Or perhaps it starts later than that. A stranger comes to town, to the island in the sky. He brings suspicions with him, and so it does not take much time for him to grasp that he has been deceived. He leaves in anger, but it is not until later -- not until far too late -- that he realizes he has not seen everything. He has failed to see the full extent of the deception.
But perhaps it all started much earlier. A man goes on a journey. He has been cast out of his home, and now he is stranded on an island in the sky. He brings regrets with him, and scores as yet unsettled (and some not yet even made). He knows that the past cannot be wholly put aside, and he bides his time, and he watches, and he waits for his opportunity. And when he sees it, he grasps it with both hands.
And where does it start right now? A message is sent out, perhaps, summoning someone to a rendezvous, or giving someone her instructions. A message is received, instructing a path to be diverted, foretelling events to come. Slower than messages, ships set out, and pass; and, as they journey, other communications are sent, weaving between them, weaving them together. In time, it's hard to see how they're connected; like looking at a picture of old friends found in a drawer, it is hard to guess exactly where it is that they would go. But this is how it always starts. Some men go on a journey. Some strangers come to town.
What is it about a tuxedo?
Jadzia smiled as she saw Julian catch a glimpse of himself in the two-way mirror, stop, and smooth away some of the creases in the dark jacket. He started playing with the bow tie. His other hand was holding the gun.
"Is that a real one?" she said.
He looked down at the gun and then up at her. "Of course not."
"I meant, is that a real bow tie?"
"Well, of course it is!" He sounded piqued.
"Aren't the ready-made ones less trouble?"
"They are," he said, "but they don't look as good. Garak said that wearing a fake bow tie was like taking someone on a date to the Replimat. You might as well not bother."
"Oh, well," she murmured, turning away to gaze out beyond the mirror, "if Garak said so..."
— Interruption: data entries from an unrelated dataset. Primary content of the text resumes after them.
PR #4912, opened 2025-06-04
[5310329] fix: Fix warmup phase batch size out of range.

hyukn:
This is due to the number of autotuning warmup requests exceeding the limit of max_batch_size. This PR will limit the batch size according to multiple size constraints.
Autotuning is disabled due to a race condition that was triggered in the CI. This can be fixed by https://github.com/NVIDIA/TensorRT-LLM/pull/4565. This has been locally checked on main. Will enable the config on the main after being merged.

### DIFF
--- a/tensorrt_llm/_torch/pyexecutor/model_engine.py
+++ b/tensorrt_llm/_torch/pyexecutor/model_engine.py
@@ -540,15 +540,16 @@ class PyTorchModelEngine(ModelEngine):
 
             available_blocks = kv_cache_manager.get_num_free_blocks()
 
+            maximum_tunable_num_tokens = min(
+                self.batch_size * num_tokens_per_request, self.max_num_tokens,
+                available_blocks * kv_cache_manager.tokens_per_block)
+
             # Calculate number of full-length requests and remaining tokens
             # Each request has num_tokens_per_request tokens, except possibly the last one
-            full_len_request_num = self.max_num_tokens // num_tokens_per_request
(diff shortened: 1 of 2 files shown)


tensorrt_llm/_torch/pyexecutor/model_engine.py
```diff
@@ -540,14 +540,19 @@ def get_autotune_warmup_request():
...
-            full_len_request_num = self.max_num_tokens // num_tokens_per_request
-            remaining_tokens = self.max_num_tokens % num_tokens_per_request
+            full_len_request_num = maximum_tunable_num_tokens // num_tokens_per_request
+            remaining_tokens = maximum_tunable_num_tokens % num_tokens_per_request
 
             request_num = full_len_request_num if remaining_tokens == 0 else full_len_request_num + 1
 
-            if self.max_num_tokens > available_blocks * kv_cache_manager.tokens_per_block:
+            # request num should be guaranteed to be less than available_blocks. Double check here.
+            if request_num > available_blocks:
```
litaotju, line 555: Why "request num should be guaranteed to be less than available_blocks"?

litaotju (approved):

tensorrt_llm/_torch/pyexecutor/model_engine.py
hyukn: It seems to be too loose after a second thought. It stands only when each request is a gen request. Will remove it.

litaotju (approved):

Jadzia sighed and lifted up one aching foot, squeezed into a sparkling and thoroughly unreasonable shoe. On the other side of the glass, the banquet was well under way. Soft strains of some exquisite music floated round the hall, to the clatter of silver and the tinkle of crystal. A lavish, fabulous occasion, attended by lavish and fabulous people -- politicians, diplomats, ambassadors, even the odd scion of some royal family tree here and there, very odd -- and all of them upstaged by their surroundings. The hall was wide enough that there were rows of chandeliers hanging from the gilded ceiling and, beyond the huge table, in front of the long row of windows, a line of golden candlesticks, each almost as tall as a man and crowned in glass lamps. The light glanced and shimmered off every surface, seeming to fill the room with jewels. From where they were hiding, Jadzia couldn't even see the hall's most spectacular feature. Seventeen huge mirrors lined one wall, facing the long windows, and reflecting all the opulence back upon itself, duplicating it. And behind one of them, looking out through a piece of fake glass, stood Julian Bashir, Secret Agent, and his beautiful assistant, Jadzia Dax, waiting to make their entrance.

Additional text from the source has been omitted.